General linear model (GLM) results. The GLM results show the significant clusters for the (a) word, (b) intensity and (c) pitch regions using word rate, intensity and f0 annotations as regressors. In the second column of the 3D brain images, the light-colored areas represent related clusters obtained from meta-analyses of the word, acoustic, and pitch regions in Neurosynth. To determine statistical significance, a threshold of p < 0.05 FWE, k > 50 was applied.

Usage Notes

The LPPHK fMRI-EEG dataset can advance our understanding of speech and language processing in the human brain, especially for older speakers, during naturalistic listening. However, there are several limitations and usage bottlenecks including annotations and analyses. We think discussing these limitations here can help others use the data more efficiently.

Annotation bottleneck

Most linguistic annotations in our study were generated automatically utilizing the NLP tool, PyCantonese. However, a portion of the annotations required manual input from native Cantonese speakers.
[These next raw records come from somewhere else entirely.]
PR #1246, opened 2016-06-16
host now accepts renewals that don't extend the deadline

DavidVorick:
This is missing an integration test with the renter that verifies renewing at a low height is okay.


lukechampine:
Note to self: when enough hosts are running this code, the contractor can renew contracts with a lesser period immediately, instead of waiting until the old ones expire.

PR #1248, opened 2016-06-16
encapsulate Allowance in RenterSettings

lukechampine:
The renter is now structured similarly to the host; the `/renter/allowance` endpoints have been merged with `/renter`, and the backend has been updated accordingly.

There is one discrepancy that warrants consideration: Whereas the host has an `announce` endpoint that "activates" the settings, the renter has no such corresponding call. This means that the renter will attempt to start forming contracts even if you only set `funds` or `period` (i.e., not both). Clearly this doesn't make much sense, so the current behavior of `/renter` is to only allow calls that specify both parameters. Similarly, siac still uses `renter allowance` instead of `renter config`, because the former forces you to provide both parameters.
Bottom line: we may want to consider adding an endpoint that instructs the renter to put the settings into effect.

Later I would like to tweak the renter internals such that `SetSettings` merely informs the contractor of the new allowance, instead of commanding it to form/renew contracts. One downside of this is that contract formation errors won't be immediately returned by the `SetSettings` call; they will need to be bubbled up in some other fashion. However, this is already the case for automatically scheduled renewals, so clearly we need a better approach anyway.

### DIFF
--- a/api/api.go
+++ b/api/api.go
@@ -145,9 +145,8 @@ func (srv *Server) initAPI(password string) {
 
 	// Renter API Calls
 	if srv.renter != nil {
-		router.GET("/renter", srv.renterHandler)
-		router.GET("/renter/allowance", srv.renterAllowanceHandlerGET)
-		router.POST("/renter/allowance", requirePassword(srv.renterAllowanceHandlerPOST, password))
+		router.GET("/renter", srv.renterHandlerGET)
+		router.POST("/renter", requirePassword(srv.renterHandlerPOST, password))
 		router.GET("/renter/contracts", srv.renterContractsHandler)
 		router.GET("/renter/downloads", srv.renterDownloadsHandler)
 		router.GET("/renter/files", srv.renterFilesHandler)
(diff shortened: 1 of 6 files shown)


DavidVorick:
There should probably be an 'active renter' call. The host has `acceptingcontracts` which is more or less the same. Announcing merely tells people you exist, you can still disable the host after announcing.

It's not clear how one would disable the renter, but I guess it would just stop renewing contracts, stop doing uploads, and stop doing downloads. Might as well keep the files though in case the user changes their mind.

DavidVorick:
Looks good, it's all pretty straightforward

lukechampine:
maybe a setting like `automanage=true`. Disabling `automanage` would stop the renter from renewing, but I don't see why it should prevent it from uploading or downloading as well. Well, I suppose there's a complication if the renter is automatically renewing in response to uploads/downloads...hmm

DavidVorick:
I would think that if you turn the renter off, it's because you don't want it spending money.

Not sure what the best UX is here, but I don't think it needs to block this PR.

DavidVorick:
Allowance of 0 is a good way in the meantime to make sure contracts don't get formed.

PR #1813, opened 2017-05-19
fix NDFs in host status tests, close host testers

johnathanhowell:
This PR adds more flexibility to the host status tests, fixing an observed NDF. Also properly closes the hosttesters that were previously unclosed.

### DIFF
--- a/modules/host/network_test.go
+++ b/modules/host/network_test.go
@@ -66,37 +66,43 @@ func TestHostWorkingStatus(t *testing.T) {
 		t.SkipNow()
 	}
 	t.Parallel()
+
 	ht, err := newHostTester(t.Name())
 	if err != nil {
 		t.Fatal(err)
 	}
+	defer ht.Close()
 
 	if ht.host.WorkingStatus() != modules.HostWorkingStatusChecking {
 		t.Fatal("expected working state to initially be modules.HostWorkingStatusChecking")
 	}
 
-	// Simulate some setting calls, and see if the host picks up on it.
-	atomic.AddUint64(&ht.host.atomicSettingsCalls, workingStatusThreshold+1)
-	time.Sleep(workingStatusFirstCheck + time.Second)
-	if ht.host.WorkingStatus() != modules.HostWorkingStatusWorking {
-		t.Fatal("expected host working status to be modules.HostWorkingStatusWorking after incrementing status calls")
-	}
+	for i := 0; i < 5; i++ {
+		// Simulate some setting calls, and see if the host picks up on it.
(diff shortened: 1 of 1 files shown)


modules/host/network_test.go
```diff
@@ -66,37 +66,43 @@ func TestHostWorkingStatus(t *testing.T) {
...
+		// Simulate some setting calls, and see if the host picks up on it.
+		atomic.AddUint64(&ht.host.atomicSettingsCalls, workingStatusThreshold+1)
 
-	// No more settings calls, host should believe it is not working now.
-	time.Sleep(workingStatusFrequency + time.Second)
-	if ht.host.WorkingStatus() != modules.HostWorkingStatusNotWorking {
-		t.Fatal("expected host working status to be modules.HostWorkingStatusNotWorking after waiting workingStatusFrequency with no settings calls")
-	}
+		success := false
+		for start := time.Now(); time.Since(start) < 30*time.Second; time.Sleep(time.Millisecond * 10) {
```
DavidVorick: can use build.Retry for this loop pattern

modules/host/network_test.go
```diff
@@ -66,37 +66,43 @@ func TestHostWorkingStatus(t *testing.T) {
...
-	time.Sleep(workingStatusFirstCheck + time.Second)
-	if ht.host.WorkingStatus() != modules.HostWorkingStatusNotWorking {
-		t.Fatal("expected host working status to be modules.HostWorkingStatusWorking after incrementing status calls")
-	}
-	time.Sleep(workingStatusFrequency - workingStatusFirstCheck)
-	if ht.host.WorkingStatus() != modules.HostWorkingStatusWorking {
-		t.Fatal("expected host working status to be modules.HostWorkingStatusWorking after incrementing status calls")
+		// make no settins calls, host should flip back to NotWorking
+		success = false
+		for start := time.Now(); time.Since(start) < 30*time.Second; time.Sleep(time.Millisecond * 10) {
```
DavidVorick: ditto

modules/host/network_test.go
lukechampine: looks like `build.Retry` never made it into master?

lukechampine: ah, `build.Retry` was added in the #1758. I can push that commit to master if you want. Even if we merge #1758, `build.Retry` won't make it into master until we merge the gateway-proto branch.

johnathanhowell: ah, I forgot that we exported that pattern

DavidVorick: Ok, sounds good to me. It's useful 😛

PR #1814, opened 2017-05-19
fix contractor journal sanity check race condition

johnathanhowell:
This PR fixes a rare, nondeterministic race in the renter's contractor where the sanity check would sometimes fail. Instead of reloading the journal from disk and sanity checking against the loading data, the contractor now has a lock-protected `data contractorPersist` field that is continuously updated under lock and used for the sanity check.

### DIFF
--- a/modules/renter/contractor/journal.go
+++ b/modules/renter/contractor/journal.go
@@ -125,28 +125,18 @@ func (j *journal) Close() error {
 // newJournal creates a new journal, using data as the initial object.
 func newJournal(filename string, data contractorPersist) (*journal, error) {
 	// safely create the journal
-	tmp, err := os.Create(filename + "_tmp")
+	f, err := os.Create(filename)
 	if err != nil {
 		return nil, err
 	}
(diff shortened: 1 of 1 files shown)


lukechampine:
don't we *want* it to be reloading from disk though? I thought that was the purpose of the sanity check -- to confirm that the data on disk matches the data in memory.

DavidVorick:
Yeah lol the point was to make sure that the data on disk matched the data in memory.

DavidVorick:
I think the real issue here is that the contractor lock is grabbed before the journal lock, but the journal lock needs to be grabbed first to ensure data correctness

DavidVorick:
Worth noting that the contract manager has only one lock, we might want to replicate that. Actions affecting the log also affect the status of the manager correctness, so you make sure the manager cannot change while the log does and vice versa

johnathanhowell:
Ah, that makes sense. I'll amend this commit to fix the locking patterns instead

PR #1820, opened 2017-05-21
add `/wallet/changekey` API endpoint for change the wallet's encryption key

johnathanhowell:
This PR adds the ability to change the wallet's encryption password, using a new EncryptionManager method `ChangeKey`. It also adds a `/wallet/changekey` api endpoint so API consumers can change their wallet passwords without having to initialize a new wallet.

### DIFF
--- a/api/api.go
+++ b/api/api.go
@@ -257,6 +257,7 @@ func New(requiredUserAgent string, requiredPassword string, cs modules.Consensus
 		router.GET("/wallet/transactions/:addr", api.walletTransactionsAddrHandler)
 		router.GET("/wallet/verify/address/:addr", api.walletVerifyAddressHandler)
 		router.POST("/wallet/unlock", RequirePassword(api.walletUnlockHandler, requiredPassword))
+		router.POST("/wallet/changekey", RequirePassword(api.walletChangeKeyHandler, requiredPassword))
 	}
 
 	// Apply UserAgent middleware and return the API
--- a/api/api.go
+++ b/api/api.go
@@ -257,7 +257,7 @@ func New(requiredUserAgent string, requiredPassword string, cs modules.Consensus
 		router.GET("/wallet/transactions/:addr", api.walletTransactionsAddrHandler)
 		router.GET("/wallet/verify/address/:addr", api.walletVerifyAddressHandler)
 		router.POST("/wallet/unlock", RequirePassword(api.walletUnlockHandler, requiredPassword))
-		router.POST("/wallet/changekey", RequirePassword(api.walletChangeKeyHandler, requiredPassword))
+		router.POST("/wallet/changepassword", RequirePassword(api.walletChangePasswordHandler, requiredPassword))
 	}
 
 	// Apply UserAgent middleware and return the API
--- a/api/wallet.go
+++ b/api/wallet.go
@@ -538,7 +538,7 @@ func (api *API) walletChangeKeyHandler(w http.ResponseWriter, req *http.Request,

This manual aspect could lead to inconsistencies, potentially affecting subsequent annotations. Specifically, word segmentation tasks were conducted manually by two native speakers of Cantonese. Their manually segmented results were then used to ascertain word frequencies within the reference corpus, namely the Hong Kong Cantonese Corpus (HKCanCor). Notably, discrepancies between human and NLP-segmented results were observed, resulting in several words—707 out of 4473 total stimuli—exhibiting a zero frequency in the corpus.

Analysis bottleneck

Although the GLM is widely employed in fMRI data analysis, there is a noticeable shift towards the adoption of encoding models in naturalistic paradigms. Nonetheless, there is still a need for accurate and systematic approaches to analyze complex, high-dimensional naturalistic fMRI data. Recent progress in machine learning-based methods and the integration of existing computational models has shown promise in improving compatibility with the intricate patterns of neural activity. Hence, we strongly encourage the development of advanced analysis approaches that take into account the various parameters of naturalistic stimuli. This will facilitate a more comprehensive exploration of the LPPHK fMRI-EEG dataset.

Multi-functional analyses

LPPHK fMRI-EEG dataset is a valuable neuroscience resource since it combines neural data from two different modalities. We would like to propose several feasible research possibilities using this dataset. Firstly, owing to its remarkable spatial and temporal resolution, this dataset has the potential to elucidate the complex neural information processing and how it maps across various brain regions. As one part of the current proposed M/EEG-fMRI fusion analytical framework, this dataset can serve as a template for exploring further research possibilities. Secondly, as a dataset featuring an older age group, it offers a valuable resource for comparisons with other age groups, or even populations with specific clinical disorders. Finally, this database provides opportunities for a cross-linguistic analysis. For example, since Cantonese contains abundant inverted sentences and flexible word order, it provides valuable data which could be compared with previous databases such as LPPC-fMRI25.